> _ACTION ITEM_:
Take each line in the entries below that holds "thing" and show it.

> _LISTED ENTRIES_:
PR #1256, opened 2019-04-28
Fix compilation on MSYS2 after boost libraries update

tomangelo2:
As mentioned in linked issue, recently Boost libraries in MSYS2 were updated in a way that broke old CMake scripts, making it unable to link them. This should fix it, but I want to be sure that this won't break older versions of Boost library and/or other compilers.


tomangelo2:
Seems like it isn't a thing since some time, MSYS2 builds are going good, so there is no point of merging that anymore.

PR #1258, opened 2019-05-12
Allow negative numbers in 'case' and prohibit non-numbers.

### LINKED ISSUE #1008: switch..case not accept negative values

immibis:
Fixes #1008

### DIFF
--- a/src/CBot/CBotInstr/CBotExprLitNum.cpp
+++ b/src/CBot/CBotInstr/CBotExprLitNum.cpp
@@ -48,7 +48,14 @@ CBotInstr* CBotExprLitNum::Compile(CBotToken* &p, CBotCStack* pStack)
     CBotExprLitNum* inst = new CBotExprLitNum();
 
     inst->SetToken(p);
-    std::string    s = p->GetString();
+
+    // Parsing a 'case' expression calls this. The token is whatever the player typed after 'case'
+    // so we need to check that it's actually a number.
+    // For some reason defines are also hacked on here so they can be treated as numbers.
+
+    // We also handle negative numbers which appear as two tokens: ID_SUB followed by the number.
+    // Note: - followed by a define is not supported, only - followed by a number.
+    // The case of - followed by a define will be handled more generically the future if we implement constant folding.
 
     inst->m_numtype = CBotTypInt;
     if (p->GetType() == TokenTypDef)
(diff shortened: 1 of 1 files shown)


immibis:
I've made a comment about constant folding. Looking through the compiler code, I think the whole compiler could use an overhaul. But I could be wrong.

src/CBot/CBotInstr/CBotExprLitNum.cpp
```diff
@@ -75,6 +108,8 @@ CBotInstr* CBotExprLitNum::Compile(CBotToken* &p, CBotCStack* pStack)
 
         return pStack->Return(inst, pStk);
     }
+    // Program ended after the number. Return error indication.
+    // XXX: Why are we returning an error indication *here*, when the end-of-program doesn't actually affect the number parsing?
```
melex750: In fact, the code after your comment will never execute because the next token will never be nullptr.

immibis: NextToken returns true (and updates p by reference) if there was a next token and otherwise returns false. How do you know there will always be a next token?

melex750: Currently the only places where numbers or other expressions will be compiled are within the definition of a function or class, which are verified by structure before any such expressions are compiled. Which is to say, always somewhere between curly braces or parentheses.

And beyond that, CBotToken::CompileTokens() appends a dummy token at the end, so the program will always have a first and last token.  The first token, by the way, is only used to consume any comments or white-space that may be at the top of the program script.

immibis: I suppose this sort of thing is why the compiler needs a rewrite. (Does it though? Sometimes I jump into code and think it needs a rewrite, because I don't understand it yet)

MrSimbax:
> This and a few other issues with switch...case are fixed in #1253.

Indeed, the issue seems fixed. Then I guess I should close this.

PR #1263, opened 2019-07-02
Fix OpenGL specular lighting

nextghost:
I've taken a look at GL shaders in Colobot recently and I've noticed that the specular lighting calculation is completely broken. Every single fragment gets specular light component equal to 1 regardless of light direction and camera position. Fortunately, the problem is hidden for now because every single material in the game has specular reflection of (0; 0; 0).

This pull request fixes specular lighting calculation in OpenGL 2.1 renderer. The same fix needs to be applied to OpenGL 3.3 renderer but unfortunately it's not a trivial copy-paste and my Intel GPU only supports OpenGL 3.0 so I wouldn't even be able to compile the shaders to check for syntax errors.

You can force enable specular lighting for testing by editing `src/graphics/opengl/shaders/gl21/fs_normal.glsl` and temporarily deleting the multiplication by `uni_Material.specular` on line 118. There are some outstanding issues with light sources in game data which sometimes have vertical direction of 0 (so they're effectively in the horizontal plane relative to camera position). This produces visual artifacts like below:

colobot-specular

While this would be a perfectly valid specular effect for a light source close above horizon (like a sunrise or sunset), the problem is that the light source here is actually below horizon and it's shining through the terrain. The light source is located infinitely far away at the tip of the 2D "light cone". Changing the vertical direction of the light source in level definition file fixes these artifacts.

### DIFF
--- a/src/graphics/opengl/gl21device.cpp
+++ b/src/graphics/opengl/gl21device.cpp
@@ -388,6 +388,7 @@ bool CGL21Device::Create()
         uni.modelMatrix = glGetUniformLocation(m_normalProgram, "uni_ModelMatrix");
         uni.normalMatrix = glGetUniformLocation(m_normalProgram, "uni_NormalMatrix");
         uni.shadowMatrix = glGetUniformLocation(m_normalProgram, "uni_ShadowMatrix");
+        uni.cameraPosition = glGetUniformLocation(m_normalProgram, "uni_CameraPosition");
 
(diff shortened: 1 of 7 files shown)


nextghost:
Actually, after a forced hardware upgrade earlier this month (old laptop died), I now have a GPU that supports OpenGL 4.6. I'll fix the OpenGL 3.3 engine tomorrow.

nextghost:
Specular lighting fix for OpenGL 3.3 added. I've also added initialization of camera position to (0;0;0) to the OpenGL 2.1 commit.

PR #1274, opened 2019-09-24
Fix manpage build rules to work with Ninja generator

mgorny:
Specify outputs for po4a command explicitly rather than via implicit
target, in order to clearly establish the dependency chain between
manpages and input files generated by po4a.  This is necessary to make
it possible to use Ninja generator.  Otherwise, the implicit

> _RESPONSE AREA_:
Seems like it isn't a thing since some time, MSYS2 builds are going good, so there is no point of merging that anymore.
immibis: I suppose this sort of thing is why the compiler needs a rewrite. (Does it though? Sometimes I jump into code and think it needs a rewrite, because I don't understand it yet)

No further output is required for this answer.